The term mask is used to refer to a bitstring that is used for selection in some way. For instance:

x = x & mask

only preserves the bits in x where there is a 1 in the mask. This can, of course, be expressed as:

x &= mask

Bitwize Or

The bitwize or operator is a single vertical bar: | For example 0xc | 0xa would give 0xe:

   00001100
|  00001010
-----------
   00001110

This can be used to set bits in bit strings. For example set the second bit of x to 1:

x = x | 0x2

Or it can be used in conjunction with and to join parts of two bit strings. For example set the lower 3 bits of a 32 bit x to the lower 3 bits of y:

x = (x&0xfffffff8) | (y&0x7)

Set the bits in x that are indicated by the mask:

x |= mask

Bitwize Xor

The bitwize exclusive or operator (also known as xor) is a caret: ^ For example 0xc ^ 0xa would give 0x6:

   00001100
^  00001010
-----------
   00000110

Note that bits are only set if there is a difference in the values of a bit position.

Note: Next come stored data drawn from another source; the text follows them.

PR #1090, opened 2023-03-25
Mask API token by default when printing configuration

QuLogic:
This is already done for when requests are printed, but not configuration. This is unexpected and may lead to inadvertent leaks of tokens.


QuLogic:
The blog post is about Track maintenance, not the CLI tool.

PR #1092, opened 2023-06-25
Add `test` command to run any unit test

xavdid:
Per discussion in [this forum post](https://forum.exercism.org/t/introducing-the-universal-test-runner/6228), I've added a `test` command to the exercism CLI. Much like the [universal test runner](https://github.com/xavdid/universal-test-runner) it's inspired by, its goal is to be able to run the basic unit test suite for any exercism exercise. 

It does this by:

1. reading `.exercism/metadata.json` to get the track name
2. doing a lookup in a table which maps track name => a test command (and some configuration; see below)
3. maybe reading `.exercism/config.json` to get test file name(s) and including them
4. including any args from `exercism test`
5. Using go's `exec.Command` to run and return info about the exit code

## Types of Tests

Based on my (very brief) sampling of exercism tracks, there are 2 main ways tests are run:

1. Using a language-wide common command (e.g `cargo test`, `go test`, `lien test`, etc)
2. A single test file invoked like any program of that language (e.g. `ruby lasagna_test.rb`)

So, the `TestConfiguration` struct covers both of those cases (by including an option to append the test file(s) to the command).

The other configuration option aids in arg passing. Some language tools (namely `cargo`) expect arguments to the test command to be after a double dash (`--`). Unfortunately, so does `Cobra,` the `go` arg parser. So, I was running into the following trying to run rust tests with `--include-ignored`:

1. `exercism test --include-ignored`: `--include-ignored` is not a valid flag for the test command
2. `exercism test -- --include-ignored`: `--include-ignored` is not a valid flag for `cargo`, put it behind a `--` 
3. `exercism test -- -- --include-ignored`: works as expected

This isn't great UX though, so I added an option for languages to be able to ask that args to their test runner be put behind an implied `--`. This way, the rust command works when run as option 2 above (which is in line with most other languages).

## TODO

- [x] add tests
- [x] add more languages (I don't know that we need to ship with 100% coverage, but the top 20 most popular languages would be great)
- [x] add docs / changelog

### DIFF
--- a/CONTRIBUTING.md
+++ b/CONTRIBUTING.md
@@ -49,3 +49,5 @@ On Windows:
 
 ### Releasing a new CLI version
 Consult the [release documentation](RELEASE.md).
+
+[fork]: https://docs.github.com/en/get-started/quickstart/fork-a-repo
--- a/CONTRIBUTING.md
+++ b/CONTRIBUTING.md
@@ -49,5 +49,3 @@ On Windows:
 
 ### Releasing a new CLI version
 Consult the [release documentation](RELEASE.md).
-
-[fork]: https://docs.github.com/en/get-started/quickstart/fork-a-repo
--- a/cmd/cmd_test.go
+++ b/cmd/cmd_test.go
@@ -26,12 +26,14 @@ const cfgHomeKey = "EXERCISM_CONFIG_HOME"
 // test, call the command by calling Execute on the App.
 //
 // Example:
-// cmdTest := &CommandTest{
-// 	Cmd:    myCmd,
-// 	InitFn: initMyCmd,
-// 	Args:   []string{"fakeapp", "mycommand", "arg1", "--flag", "value"},
-// 	MockInteractiveResponse: "first-input\nsecond\n",
-// }
+//
+//	cmdTest := &CommandTest{
+//		Cmd:    myCmd,
+//		InitFn: initMyCmd,
+//		Args:   []string{"fakeapp", "mycommand", "arg1", "--flag", "value"},
+//		MockInteractiveResponse: "first-input\nsecond\n",
+//	}
+//
 // cmdTest.Setup(t)
 // defer cmdTest.Teardown(t)
 // ...
--- a/cmd/test.go
+++ b/cmd/test.go
@@ -47,6 +47,7 @@ func runTest(args []string) error {
 		cmdParts = append(cmdParts, args...)
 	}
 
+	fmt.Printf("--> %s\n", strings.Join(cmdParts, " "))
 	exerciseTestCmd := exec.Command(cmdParts[0], cmdParts[1:]...)
 
 	// pipe output directly out, preserving any color
--- a/cmd/test.go
+++ b/cmd/test.go
@@ -5,31 +5,66 @@ import (
 	"log"
 	"os"
 	"os/exec"
+	"runtime"
 	"strings"
 
 	"github.com/exercism/cli/workspace"
 	"github.com/spf13/cobra"
 )
 
+type PlatformSpecificCommands struct {
+	Windows string
+	Darwin  string
+	Linux   string
+}
+
 type TestConfiguration struct {
-	// The static portion of the test command, which will be run for every test on this track. Examples include `cargo test` or `go test`
-	command string
-	// Some tracks test by running a specific file, such as `ruby lasagna_test.rb`. Set this to `true` to look up and include the name of the default test file.
+	// The static portion of the test Command, which will be run for every test on this track. Examples include `cargo test` or `go test`.
+	// Might be empty if there are platform-specific versions
+	Command string
+
+	// Platform-specific test commands. Mostly relevant for tests wrapped by shell invocations. Falls back to `Command` if platform isn't available.
+	PlatformSpecificCommands
+
+	// Some tracks test by running a specific file, such as `ruby lasagna_test.rb`. Set this to `true` to look up and include the name of the default test file(s).
 	AppendTestFiles bool
 	// All args after `--` aren't parsed and are passed to the test command. Some languages (especially `rust`) expect an additional `--` between _their_ args. So instead of requiring a user to call `exercism test -- -- --include-ingored` to run all `rust` tests, set this to `true` to separate the args passed to the test runner by a `--` automatically.
-	autoSeparateArgs bool
+	AutoSeparateArgs bool
+}
+
+func (c *TestConfiguration) getTestCommand() string {
+	if c.PlatformSpecificCommands == (PlatformSpecificCommands{}) {
+		return c.Command
+	}
+
+	switch runtime.GOOS {
+	case "windows":
+		if c.PlatformSpecificCommands.Windows != "" {
+			return c.PlatformSpecificCommands.Windows
+		}
+	case "darwin":
+		if c.PlatformSpecificCommands.Darwin != "" {
+			return c.PlatformSpecificCommands.Darwin
+		}
+	case "linux":
+		if c.PlatformSpecificCommands.Linux != "" {
+			return c.PlatformSpecificCommands.Linux
+		}
+	}
+
+	return c.Command
 }
 
 var testConfigurations = map[string]TestConfiguration{
 	"go": {
-		command: "go test",
+		Command: "go test",
 	},
 	"rust": {
-		command:          "cargo test",
-		autoSeparateArgs: true,
+		Command:          "cargo test",
+		AutoSeparateArgs: true,
 	},
 	"ruby": {
-		command:         "ruby",
+		Command:         "ruby",
 		AppendTestFiles: true,
 	},
 }
@@ -59,7 +94,7 @@ func runTest(args []string) error {
 		return fmt.Errorf("test handler for the `%s` track not yet implemented. Please see HELP.md for testing instructions", track)
 	}
 
-	cmdParts := strings.Split(testConf.command, " ")
+	cmdParts := strings.Split(testConf.getTestCommand(), " ")
 
 	if testConf.AppendTestFiles {
 		testFiles, err := getTestFiles()
@@ -71,7 +106,7 @@ func runTest(args []string) error {
 
 	// pass args/flags to this command down to the test handler
 	if len(args) > 0 {
-		if testConf.autoSeparateArgs {
+		if testConf.AutoSeparateArgs {
 			cmdParts = append(cmdParts, "--")
 		}
 		cmdParts = append(cmdParts, args...)
--- a/cmd/test.go
+++ b/cmd/test.go
@@ -1,0 +1,106 @@
+package cmd
+
+import (
+	"fmt"
+	"log"
+	"os"
+	"os/exec"
+	"strings"
+
+	"github.com/exercism/cli/workspace"
+	"github.com/spf13/cobra"
+)
+
+type TestConfiguration struct {
+	// The static portion of the test command, which will be run for every test on this track. Examples include `cargo test` or `go test`
+	command string
+	// Some tracks test by running a specific file, such as `ruby lasagna_test.rb`. Set this to `true` to look up and include the name of the default test file.
+	AppendTestFiles bool
+	// All args after `--` aren't parsed and are passed to the test command. Some languages (especially `rust`) expect an additional `--` between _their_ args. So instead of requiring a user to call `exercism test -- -- --include-ingored` to run all `rust` tests, set this to `true` to separate the args passed to the test runner by a `--` automatically.
+	autoSeparateArgs bool
+}
+
+var testConfigurations = map[string]TestConfiguration{
+	"go": {
+		command: "go test",
+	},
+	"rust": {
+		command:          "cargo test",
+		autoSeparateArgs: true,
+	},
+	"ruby": {
+		command:         "ruby",
+		AppendTestFiles: true,
+	},
+}
+
+var testCmd = &cobra.Command{
+	Use:     "test",
+	Aliases: []string{"t"},
+	Short:   "Infer and run the test command for an exercise.",
+	Long: `Infer and run the test command for an exercise.
+
+	Run this command in an exercise's root directory.`,
+	RunE: func(cmd *cobra.Command, args []string) error {
+		track, err := getTrack()
+
+		if err != nil {
+			return err
+		}
+
+		testConf, ok := testConfigurations[track]
+
+		if !ok {
+			return fmt.Errorf("test handler for track `%s` not yet implemented. Please see HELP.md for testing instructions", track)
+		}
+
+		cmdParts := strings.Split(testConf.command, " ")
+
+		if testConf.AppendTestFiles {
+			testFiles, err := workspace.NewExerciseConfig(".")
+			if err != nil {
+				return err
+			}
+			cmdParts = append(cmdParts, testFiles.Files.Test...)
+		}
+
+		if len(args) > 0 {
+			if testConf.autoSeparateArgs {
+				cmdParts = append(cmdParts, "--")
+			}
+			cmdParts = append(cmdParts, args...)
+		}
+
+		exerciseTestCmd := exec.Command(cmdParts[0], cmdParts[1:]...)
+
+		// pipe output directly out, preserving any color
+		exerciseTestCmd.Stdout = os.Stdout
+		exerciseTestCmd.Stderr = os.Stderr
+
+		err = exerciseTestCmd.Run()
+		if err != nil {
+			// unclear what other errors would pop up here, but it pays to be defensive
+			if exitErr, ok := err.(*exec.ExitError); ok {
+				exitCode := exitErr.ExitCode()
+				// if subcommand returned a non-zero exit code, exit with the same
+				os.Exit(exitCode)
+			} else {
+				log.Fatalf("Failed to get error from failed subcommand: %v", err)
+			}
+		}
+		return nil
+	},
+}
+
+func getTrack() (string, error) {
+	metadata, err := workspace.NewExerciseMetadata(".")
+	if err != nil {
+		return "", err
+	}
+
+	return metadata.Track, nil
+}
+
+func init() {
+	RootCmd.AddCommand(testCmd)
+}
--- a/cmd/test.go
+++ b/cmd/test.go
@@ -36,15 +36,11 @@ func runTest(args []string) error {
 		return fmt.Errorf("test handler for the `%s` track not yet implemented. Please see HELP.md for testing instructions", track)
 	}
 
-	cmdParts := strings.Split(testConf.GetTestCommand(), " ")
-
-	if testConf.AppendTestFiles {
-		testFiles, err := getTestFiles()
-		if err != nil {
-			return err
-		}
-		cmdParts = append(cmdParts, testFiles...)
+	command, err := testConf.GetTestCommand()
+	if err != nil {
+		return err
 	}
+	cmdParts := strings.Split(command, " ")
 
 	// pass args/flags to this command down to the test handler
 	if len(args) > 0 {
@@ -79,14 +75,6 @@ func getTrack() (string, error) {
 	}
 
 	return metadata.Track, nil
-}
-
-func getTestFiles() ([]string, error) {
-	testFiles, err := workspace.NewExerciseConfig(".")
-	if err != nil {
-		return []string{}, err
-	}
-	return testFiles.Files.Test, nil
 }
 
 func init() {
--- a/cmd/test.go
+++ b/cmd/test.go
@@ -14,8 +14,8 @@ import (
 var testCmd = &cobra.Command{
 	Use:     "test",
 	Aliases: []string{"t"},
-	Short:   "Infer and run the test command for an exercise.",
-	Long: `Infer and run the test command for an exercise.
+	Short:   "Run the exercise's tests.",
+	Long: `Run the exercise's tests.
 
 	Run this command in an exercise's root directory.`,
 	RunE: func(cmd *cobra.Command, args []string) error {
@@ -48,9 +48,7 @@ func runTest(args []string) error {
 
 	// pass args/flags to this command down to the test handler
 	if len(args) > 0 {
-		if testConf.AutoSeparateArgs {
-			cmdParts = append(cmdParts, "--")
-		}
+
 		cmdParts = append(cmdParts, args...)
 	}
 
--- a/cmd/test.go
+++ b/cmd/test.go
@@ -44,7 +44,6 @@ func runTest(args []string) error {
 
 	// pass args/flags to this command down to the test handler
 	if len(args) > 0 {
-
 		cmdParts = append(cmdParts, args...)
 	}
 
--- a/cmd/test.go
+++ b/cmd/test.go
@@ -42,55 +42,59 @@ var testCmd = &cobra.Command{
 
 	Run this command in an exercise's root directory.`,
 	RunE: func(cmd *cobra.Command, args []string) error {
-		track, err := getTrack()
+		return runTest(args)
+	},
+}
 
+func runTest(args []string) error {
+	track, err := getTrack()
+
+	if err != nil {
+		return err
+	}
+
+	testConf, ok := testConfigurations[track]
+
+	if !ok {
+		return fmt.Errorf("test handler for the `%s` track not yet implemented. Please see HELP.md for testing instructions", track)
+	}
+
+	cmdParts := strings.Split(testConf.command, " ")
+
+	if testConf.AppendTestFiles {
+		testFiles, err := getTestFiles()
 		if err != nil {
 			return err
 		}
+		cmdParts = append(cmdParts, testFiles...)
+	}
 
-		testConf, ok := testConfigurations[track]
-
-		if !ok {
-			return fmt.Errorf("test handler for the `%s` track not yet implemented. Please see HELP.md for testing instructions", track)
+	// pass args/flags to this command down to the test handler
+	if len(args) > 0 {
+		if testConf.autoSeparateArgs {
+			cmdParts = append(cmdParts, "--")
 		}
+		cmdParts = append(cmdParts, args...)
+	}
 
-		cmdParts := strings.Split(testConf.command, " ")
+	exerciseTestCmd := exec.Command(cmdParts[0], cmdParts[1:]...)
 
-		if testConf.AppendTestFiles {
-			testFiles, err := getTestFiles()
-			if err != nil {
-				return err
-			}
-			cmdParts = append(cmdParts, testFiles...)
+	// pipe output directly out, preserving any color
+	exerciseTestCmd.Stdout = os.Stdout
+	exerciseTestCmd.Stderr = os.Stderr
+
+	err = exerciseTestCmd.Run()
+	if err != nil {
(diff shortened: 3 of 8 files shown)


cmd/test.go
```diff
@@ -0,0 +1,115 @@
...
+type TestConfiguration struct {
+	// The static portion of the test command, which will be run for every test on this track. Examples include `cargo test` or `go test`
+	command string
+	// Some tracks test by running a specific file, such as `ruby lasagna_test.rb`. Set this to `true` to look up and include the name of the default test file.
+	AppendTestFiles bool
+	// All args after `--` aren't parsed and are passed to the test command. Some languages (especially `rust`) expect an additional `--` between _their_ args. So instead of requiring a user to call `exercism test -- -- --include-ingored` to run all `rust` tests, set this to `true` to separate the args passed to the test runner by a `--` automatically.
+	autoSeparateArgs bool
+}
+
+var testConfigurations = map[string]TestConfiguration{
```
MatthijsBlom, line 23: It might make more sense to read this data from a user-configurable place: a user might want to modify the standard command, or add a missing one.

xavdid: Sure, I can look into that.

What configuration do you expect users to do? Replace the command entirely, always add specific arguments, etc. Off the top of my head, I'm thinking we add a field to `config.json` that covers cases we want to start with (`testCommand`, `args`, etc).

I think it would make sense for it to be user-overridable, but to include these defaults in the CLI. That way the command will work out of the box for most people without having to modify the config file, but the option is there if people want it.

glennj: Here's a thought: use ~/.config/exercism/user.json
Extend `exercism configure`
```sh
exercism configure --test --track go --script "go test"

exercism configure --test --track ruby --script "(cat <<'END'
  sh -c '
    for t in *_test.rb; do
      gawk -i inplace '1; /< Minitest::Test/ {print "  def skip; end"}' "$t"
      ruby "$t"
    done
  '
END
)"
```
And then ~/.config/exercism/user.json contains
```json
{
  "apibaseurl": "https://api.exercism.io/v1",
  "token": "my-uuid",
  "workspace": "/Users/glennj/src/exercism/exercism.io"
  "testing": {
    "go": "go test",
    "ruby": "  sh -c '\n    for t in *_test.rb; do\n      gawk -i inplace '1; /< Minitest::Test/ {print \"  def skip; end\"}' \"$t\"\n      ruby \"$t\"\n    done\n  '"
  }
}
```

xavdid: I'm not opposed to making it so configurable, but I wonder if we shouldn't release a simpler version initially and then add configuration options later?

With the universal test runner, one of my main design goals was "it just works". I think being able to run every test suite out of the box without configuration is a great starting point and will cover a lot of use cases and we can iterate from there.

workspace/test_configurations.go
```diff
@@ -0,0 +1,74 @@
...
+type TestConfiguration struct {
+	// The static portion of the test Command, which will be run for every test on this track. Examples include `cargo test` or `go test`.
+	// Might be empty if there are platform-specific versions
+	Command string
+
+	// Windows-specific test command. Mostly relevant for tests wrapped by shell invocations. Falls back to `Command` if we're not running windows or this is empty.
+	WindowsCommand string
+
+	// Some tracks test by running a specific file, such as `ruby lasagna_test.rb`. Set this to `true` to look up and include the name of the default test file(s).
+	AppendTestFiles bool
```
ErikSchierboom, line 14: I wonder if instead of this we could have a placeholder in the command itself, Something like:

```
jasmine-node --coffee %{test_files}
```

That way you're a little bit more flexible, and you could also support:

```
jasmine-node %{test_files} --coffee 
```

workspace/test_configurations.go
```diff
@@ -0,0 +1,74 @@
...
+	// All args after `--` aren't parsed and are passed to the test command. Some languages (especially `rust`) expect an additional `--` between _their_ args. So instead of requiring a user to call `exercism test -- -- --include-ingored` to run all `rust` tests, set this to `true` to separate the args passed to the test runner by a `--` automatically.
+	AutoSeparateArgs bool
```
ErikSchierboom, line 16: Couldn't this just be baked into the test command? `cargo test --` seems to work fine.

```
"rust": {
  Command:          "cargo test --"
}
```

CONTRIBUTING.md
```diff
@@ -49,3 +49,5 @@ On Windows:
 
 ### Releasing a new CLI version
 Consult the [release documentation](RELEASE.md).
+
+[fork]: https://docs.github.com/en/get-started/quickstart/fork-a-repo
```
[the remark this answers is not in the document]
xavdid: It is, I was just fixing a broken markdown link I found while reading the `CONTRIBUTORS.md`:

https://github.com/exercism/cli/blob/edee2079639ae4e5f2e628eb689bf489ed10b389/CONTRIBUTING.md#L17

Happy to take it out if you want to keep this PR more focused, I just figured I'd fix it while I was in there.

cmd/test.go
```diff
@@ -0,0 +1,96 @@
...
+	track, err := getTrack()
+
+	if err != nil {
+		return err
+	}
+
+	testConf, ok := workspace.TestConfigurations[track]
+
+	if !ok {
+		return fmt.Errorf("test handler for the `%s` track not yet implemented. Please see HELP.md for testing instructions", track)
```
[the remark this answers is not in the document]
xavdid: I also noticed that every track's testing instructions are at `https://exercism.org/docs/tracks/{TRACK}/tests`, so I could link out to that too (or instead).

workspace/exercise_config.go
```diff
@@ -0,0 +1,33 @@
...
+// ExerciseConfig contains metadata about the problem.
+// It's got a bunch more fields, but we don't need to read them
+type ExerciseConfig struct {
+	Files struct {
+		Test []string `json:"test"`
+	} `json:"files"`
+}
+
+// NewExerciseMetadata reads exercise metadata from a file in the given directory.
+func NewExerciseConfig(dir string) (*ExerciseConfig, error) {
```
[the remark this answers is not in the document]
xavdid: yeah! that would make sense.

workspace/test_configurations.go
xavdid: yeah, that's a great point. I think `rust` was the only track that cared about this, so that's probably simpler than having a struct field for it

workspace/test_configurations.go
xavdid: I would be fine with a placeholder, but I don't think any of the tracks included test file(s) anywhere besides the last position. I mostly went for simplicity here, but am happy to explore the template as well.

CONTRIBUTING.md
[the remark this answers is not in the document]
ErikSchierboom: > Happy to take it out if you want to keep this PR more focused, I just figured I'd fix it while I was in there.

I'd prefer that

cmd/test.go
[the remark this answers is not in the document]
ErikSchierboom: You could, but I think `HELP.md` is even better in this case

workspace/test_configurations.go
ErikSchierboom: Yeah I also don't know of any that don't do that, but I sort of like the extra flexibility. I also feel that the template version is more explicit, where one better sees the command being used.

xavdid: Yeah fair! That should be a straightforward change.

cmd/cmd_test.go
```diff
@@ -26,12 +26,14 @@ const cfgHomeKey = "EXERCISM_CONFIG_HOME"
...
 //
 // Example:
-// cmdTest := &CommandTest{
-// 	Cmd:    myCmd,
-// 	InitFn: initMyCmd,
-// 	Args:   []string{"fakeapp", "mycommand", "arg1", "--flag", "value"},
-// 	MockInteractiveResponse: "first-input\nsecond\n",
-// }
+//
+//	cmdTest := &CommandTest{
```
xavdid, line 30: CI was complaining about this block, so I ran `go fmt ./...` and this was the change. I realize you want to keep the PR focused, but I also assume you want to keep the CI green

workspace/test_configurations.go
```diff
@@ -0,0 +1,89 @@
...
+	},
+	"cfml": {
+		Command: "box task run TestRunner",
+	},
+	"cobol": {
+		Command:        "test.sh",
+		WindowsCommand: "test.ps1",
+	},
+	"coffeescript": {
+		Command: "jasmine-node --coffee {{test_files}}",
```
xavdid, line 55: I experimented with putting `{{test_files}}` in a const (which would improve the replacement code), but it made writing the commands less clear (one of `"ruby " + TEST_FiLES` or `fmt.Sprintf("ruby %s", TEST_FILES)` or `injectTestFilesPlaceholder("ruby %s")`, all of which seemed to defeat the point). 

As written, there's a higher chance that someone adding a new command will typo the placeholder and the replacement won't happen, but it provides the most clarity when reading the actual commands.

xavdid (commented):
Ok, I think that covers the feedback we had, and testing seems promising. 

The thing I'm not confident about is the best way to test it. In my [python version](https://github.com/xavdid/universal-test-runner), I focused mostly on two cases:

- given a test configuration, does it match a specific directory setup
- given a specific set of files, what's the resulting command when the top-level command is run

This is a little different, since we don't have a matching system. As long as reading the config works across tracks, this will just work. I think we'd want to:

- verify that test file replacement is happening
- verify that windows commands are being prioritized if available
- verify we can read configs (and error handling happens correctly)

I haven't done much unit testing in go, so I'd love to defer to someone else on these if it's something you (or another contributor) has a lot of experience with. I was playing with mocking the syscalls and directory lookups, but wasn't having much luck; there may be a better way to go about it.

workspace/test_configurations.go
ErikSchierboom: I think this is nice!

ErikSchierboom:
I'd like someone with Go experience to look at this (@ekingery or @junedev perhaps?).

I'm doing some functional testing:

- Simple command (tested with C#): works
- Command with {{test_files}} placeholder (tested with CoffeeScript and Ruby): work
- Windows/Linux commands: I don't have Go on my Windows machine, but the Linux bit works. Someone else should test this on Windows

workspace/test_configurations.go
```diff
@@ -0,0 +1,89 @@
...
+	},
+	"c": {
+		Command: "make",
+	},
+	"cfml": {
+		Command: "box task run TestRunner",
+	},
+	"cobol": {
+		Command:        "test.sh",
+		WindowsCommand: "test.ps1",
```
ErikSchierboom, line 52:
```suggestion
		Command:        "./test.sh",
		WindowsCommand: "pwsh test.ps1",
```

xavdid: I've updated, but was just copying from the docs. they may need to be updated: https://exercism.org/docs/tracks/cobol/tests#h-windows

junedev:
@ErikSchierboom The Go code itself looks fine to me. Can't comment on general code organization in the codebase or anything like that though.

Sidenote: On a conceptual level, I am not sure whether I am a big fan of this feature as we take away learning about how to actually run tests in the language. Even if it means just learning that in this language usually a make file is used or "there is a built-in test runner" like in the case of Go. I am ok with this being merged but I wanted to mention it.

junedev (commented):
@ErikSchierboom The Go code itself looks fine to me. Can't comment on general code organization in the codebase or anything like that though.

Sidenote: On a conceptual level, I am not sure whether I am a big fan of this feature as we take away learning about how to actually run tests in the language. Even if it means just learning that in this language usually a make file is used or "there is a built-in test runner" like in the case of Go. I am ok with this being merged but I wanted to mention it.

xavdid:
Ok, I've added little unit tests for the exercise config reading. It doesn't look like it's easy to test the windows behavior in a unit test (based on [this SO answer](https://stackoverflow.com/questions/59230895/how-should-i-handle-testing-of-a-go-function-that-uses-runtime-goos)), but I have a windows computer I can probably install `go` on and try it out.

> I am not sure whether I am a big fan of this feature as we take away learning about how to actually run tests in the language.

That's a great point! I got similar feedback on the standalone project. I've added a logline that shows exactly what's being run, so at least it's more clear what's happening:

```
% ~/projects/exercism-cli/testercism test
--> ruby lasagna_test.rb
Run options: --seed 33076

# Running:
....
```

If we're comfortable (enough to move forward) with the level of unit tests written, I think the last big tasks is go through the rest of the "easy" and "medium" language tracks and add them into the test configurations. I've been saving that for last so the PR doesn't get too unwieldy, but can grab it tomorrow.

xavdid:
Ok, I've added more tests than I thought I'd be able to. I saw that CI actually has a windows runner, so I added a test that pulls the windows command. I also got some file-based tests working by actually writing and removing files. It's in the test directory, which I don't love, but it should be fine.

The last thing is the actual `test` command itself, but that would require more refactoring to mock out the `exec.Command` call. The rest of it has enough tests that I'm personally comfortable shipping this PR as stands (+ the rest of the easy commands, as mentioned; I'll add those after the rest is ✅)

The xor operator can be used to flip bits. For instance if you wanted to flip the last 3 bits of x:

x = x ^ 0x7

More generally: flip the bits that are indicated by the mask:

x ^= mask

Here it is in binary:

   10110101 = x
^  00011111 = mask
-----------
   10101010 = new x

You can also use this to swap two strings in a nontraditional way:

x = x ^ y;
y = y ^ x;
x = x ^ y;

You can use this to swap the parts of a string:

x = x ^ (y & mask);
y = y ^ (x & mask);
x = x ^ (y & mask);

Here is the swap in binary with spaces put in to make it easier to see where the swap happens:

x = 11011110110 00000011100 1011011011 y = 01100011011 11100110111 0001110101 mask = 00000000000 11111111111 0000000000

x = 11011110110 11100110111 1011011011 y = 01100011011 00000011100 0001110101

Bitwize Complement

The bitwize complement operator is a tilde: ~ For example ~0xc would give 0xf3 in an unsigned char

~  00001100
-----------
   11110011

Let's revisit the combing of two strings. Or it can be used in conjunction with and to join parts of two bit strings. For example set the lower 3 bits of a 32 bit x to the lower 3 bits of y:

x = (x & ~0x7) | (y & 0x7)

Bitwize Shift

The bitwize right shift operator is: >> and left shift operator is: << For unsigned types the right shift fills with 0. The left shift always fills with zero.

For example 0xc >> 3 would give 0x1:

   00001100
>> 3
-----------
   00000001

and 0xc << 3 would give 0x60:

   00001100
<< 3
-----------
   01100000

Warning: do not try to shift the same number of bits as there are in the type being shifted. This is returns different values on different processors and is not reliable and may not issue an error when it does this! e.g. do not do x<<32 for unsigned int x.

(x>>12)<<12

will zero the right most 12 bits of x. This, of course, could be done with a single bitwize and.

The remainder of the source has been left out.